Experiment parameters: these are all tests using ab (the Apache
benchmark tool) with 100 concurrent requests, averaged over 50k
requests. The tests were performed by connecting to localhost (i.e.
going over the network stack but not over the network itself), on a
quad-core Intel 2Ghz (Q8200) running 64-bit Linux 2.6.27. YMMV.
Over the past month or so I’ve been spending some time hacking together yet
another blogging platform, to satisfy all my (admittedly weird) blogging
desires. It’s finally at the point where I can host my fascinating insights on
it, so here you go. It’s called Whisper, and you’re looking at it now.
Interesting features:
- No RDBMS. Storing your blog entries in a RDBMS is like driving to work in the
Space Shuttle.
- YAML+Textile, sitting on a disk. Like Hobix, blog posts
and comments are stored on disk in regular files, using a mix of YAML and
Textile. This means you can keep your content under version control, and you
can edit it with whatever editor you desire. Unlike Hobix, the entry content is
stored in a separate file from the metadata, so there’s none of the trickiness
of embedding Textile in YAML.
- Sits directly on top of Rack (or Thin). No intermediate layer to slow
things down. These particular bits are served from Thin over a unix socket to
Nginx.
- Lazy cached dependency graph: every bit of content is cached, built lazily,
and a part of a big dependency graph. That means almost every request is
served directly from memory, and making a change, like adding or updating an
entry, forces a regeneration of only those bits that require it.

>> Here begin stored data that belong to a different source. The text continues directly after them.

PR #1272, opened 2024-02-20
#REQUEST 902 - Automatically load the last open/saved song or user-defined template at startup

joxihan:
NEW SONG : Same behavior as current firmware, boot up on blank song.
TEMPLATE SONG: The current default behavior where a new project is initialized for you.
LAST USED SONG: The last project you loaded on the Deluge.
LAST MODIFIED SONG: The last project you saved on the Deluge.


m-m-adams:
For formatting you can run ./dbt format to get the exact format config used by our CI

If you're using VSCode and install the advanced formatters extension (should be in our suggested extensions) it'll do it on save for you

joxihan:
> For formatting you can run ./dbt format to get the exact format config used by our CI
> 
> If you're using VSCode and install the advanced formatters extension (should be in our suggested extensions) it'll do it on save for you

Thanks Mark, i didn't know that, just run dbt format and checked in

src/definitions_cxx.hpp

Infrequently-requested bits of content eventually expire.
- Markup enhancements: I’ve added some extra processing on top of Textile to do
the things I’ve always wanted to do. Ruby code is automatically
syntax-highlighted, LaTeX math expressions are turned into MathML (via
RiTeX ), etc. Finally I can write purty-lookin’
math and code without a ridiculous amount of effort.
- Threaded comments. Why would you not have this?
- Comments via email. This is still a work in progress, but comments can
currently only be made by entering your email address, and replying to the
resulting email. This allows you to quote, thread, and generally have a
reasonable discussion, which is what email is good at, and what typing shit
into little text areas on your web browser is not. The eventual goal
is to automatically mirror the entire conversation, but right now it just
mirrors individual replies.
- Multiformat support. In addition to HTML and RSS output, there’s a plain
text mode for the hard-core.
- Pagination, labels, per-label and per-author indices, etc.
- The whole thing amounts to a little over 1200 lines of code.
The code’s still a while away from being ready for public consumption, but I’ve
put up a git repo here: git://masanjin.net/whisper.
The next steps are to flesh out the code enough to make it usable by other
people, make a gem, and maybe publish some performance numbers.